- _INSTRUCTIONS TO FOLLOW_
Word for word, print every entry below.

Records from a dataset
--- --- ---

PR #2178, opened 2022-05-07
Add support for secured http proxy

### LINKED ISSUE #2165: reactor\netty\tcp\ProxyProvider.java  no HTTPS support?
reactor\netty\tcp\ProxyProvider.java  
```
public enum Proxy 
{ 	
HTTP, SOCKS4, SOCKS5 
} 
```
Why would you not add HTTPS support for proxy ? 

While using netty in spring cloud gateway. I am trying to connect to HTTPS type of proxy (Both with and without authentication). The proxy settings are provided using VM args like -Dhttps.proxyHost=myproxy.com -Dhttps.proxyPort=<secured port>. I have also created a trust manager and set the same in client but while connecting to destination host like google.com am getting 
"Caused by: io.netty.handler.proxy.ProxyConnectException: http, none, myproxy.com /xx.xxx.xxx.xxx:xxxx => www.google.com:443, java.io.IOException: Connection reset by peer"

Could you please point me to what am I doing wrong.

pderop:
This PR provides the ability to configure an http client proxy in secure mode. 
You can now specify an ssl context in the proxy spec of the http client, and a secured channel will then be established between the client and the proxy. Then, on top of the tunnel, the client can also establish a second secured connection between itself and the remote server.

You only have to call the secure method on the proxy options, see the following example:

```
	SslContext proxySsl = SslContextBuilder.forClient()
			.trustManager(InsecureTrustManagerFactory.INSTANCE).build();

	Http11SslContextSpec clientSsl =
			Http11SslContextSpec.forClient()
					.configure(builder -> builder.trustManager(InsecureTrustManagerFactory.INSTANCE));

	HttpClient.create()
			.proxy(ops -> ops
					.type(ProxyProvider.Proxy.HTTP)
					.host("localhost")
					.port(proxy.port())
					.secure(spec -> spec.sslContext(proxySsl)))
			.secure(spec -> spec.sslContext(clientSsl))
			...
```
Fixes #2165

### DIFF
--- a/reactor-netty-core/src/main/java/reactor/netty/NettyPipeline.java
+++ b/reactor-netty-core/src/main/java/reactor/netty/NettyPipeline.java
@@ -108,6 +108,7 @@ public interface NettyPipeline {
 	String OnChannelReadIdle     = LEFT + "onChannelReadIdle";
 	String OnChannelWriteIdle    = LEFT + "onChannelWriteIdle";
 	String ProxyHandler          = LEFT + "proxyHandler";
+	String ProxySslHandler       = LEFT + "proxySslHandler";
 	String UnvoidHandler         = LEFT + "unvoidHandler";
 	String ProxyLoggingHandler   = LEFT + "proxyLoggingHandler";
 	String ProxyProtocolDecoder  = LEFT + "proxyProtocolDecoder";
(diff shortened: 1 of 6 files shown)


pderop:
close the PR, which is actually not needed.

--- --- ---

- _PROBLEM SOLUTION_
PR #2178, opened 2022-05-07
Add support for secured http proxy

### LINKED ISSUE #2165: reactor\netty\tcp\ProxyProvider.java  no HTTPS support?
reactor\netty\tcp\ProxyProvider.java  
```
public enum Proxy 
{ 	
HTTP, SOCKS4, SOCKS5 
} 
```
Why would you not add HTTPS support for proxy ? 

While using netty in spring cloud gateway. I am trying to connect to HTTPS type of proxy (Both with and without authentication). The proxy settings are provided using VM args like -Dhttps.proxyHost=myproxy.com -Dhttps.proxyPort=<secured port>. I have also created a trust manager and set the same in client but while connecting to destination host like google.com am getting 
"Caused by: io.netty.handler.proxy.ProxyConnectException: http, none, myproxy.com /xx.xxx.xxx.xxx:xxxx => www.google.com:443, java.io.IOException: Connection reset by peer"

Could you please point me to what am I doing wrong.

pderop:
This PR provides the ability to configure an http client proxy in secure mode. 
You can now specify an ssl context in the proxy spec of the http client, and a secured channel will then be established between the client and the proxy. Then, on top of the tunnel, the client can also establish a second secured connection between itself and the remote server.

You only have to call the secure method on the proxy options, see the following example:

```
	SslContext proxySsl = SslContextBuilder.forClient()
			.trustManager(InsecureTrustManagerFactory.INSTANCE).build();

	Http11SslContextSpec clientSsl =
			Http11SslContextSpec.forClient()
					.configure(builder -> builder.trustManager(InsecureTrustManagerFactory.INSTANCE));

	HttpClient.create()
			.proxy(ops -> ops
					.type(ProxyProvider.Proxy.HTTP)
					.host("localhost")
					.port(proxy.port())
					.secure(spec -> spec.sslContext(proxySsl)))
			.secure(spec -> spec.sslContext(clientSsl))
			...
```
Fixes #2165

### DIFF
--- a/reactor-netty-core/src/main/java/reactor/netty/NettyPipeline.java
+++ b/reactor-netty-core/src/main/java/reactor/netty/NettyPipeline.java
@@ -108,6 +108,7 @@ public interface NettyPipeline {
 	String OnChannelReadIdle     = LEFT + "onChannelReadIdle";
 	String OnChannelWriteIdle    = LEFT + "onChannelWriteIdle";
 	String ProxyHandler          = LEFT + "proxyHandler";
+	String ProxySslHandler       = LEFT + "proxySslHandler";
 	String UnvoidHandler         = LEFT + "unvoidHandler";
 	String ProxyLoggingHandler   = LEFT + "proxyLoggingHandler";
 	String ProxyProtocolDecoder  = LEFT + "proxyProtocolDecoder";
(diff shortened: 1 of 6 files shown)


pderop:
close the PR, which is actually not needed.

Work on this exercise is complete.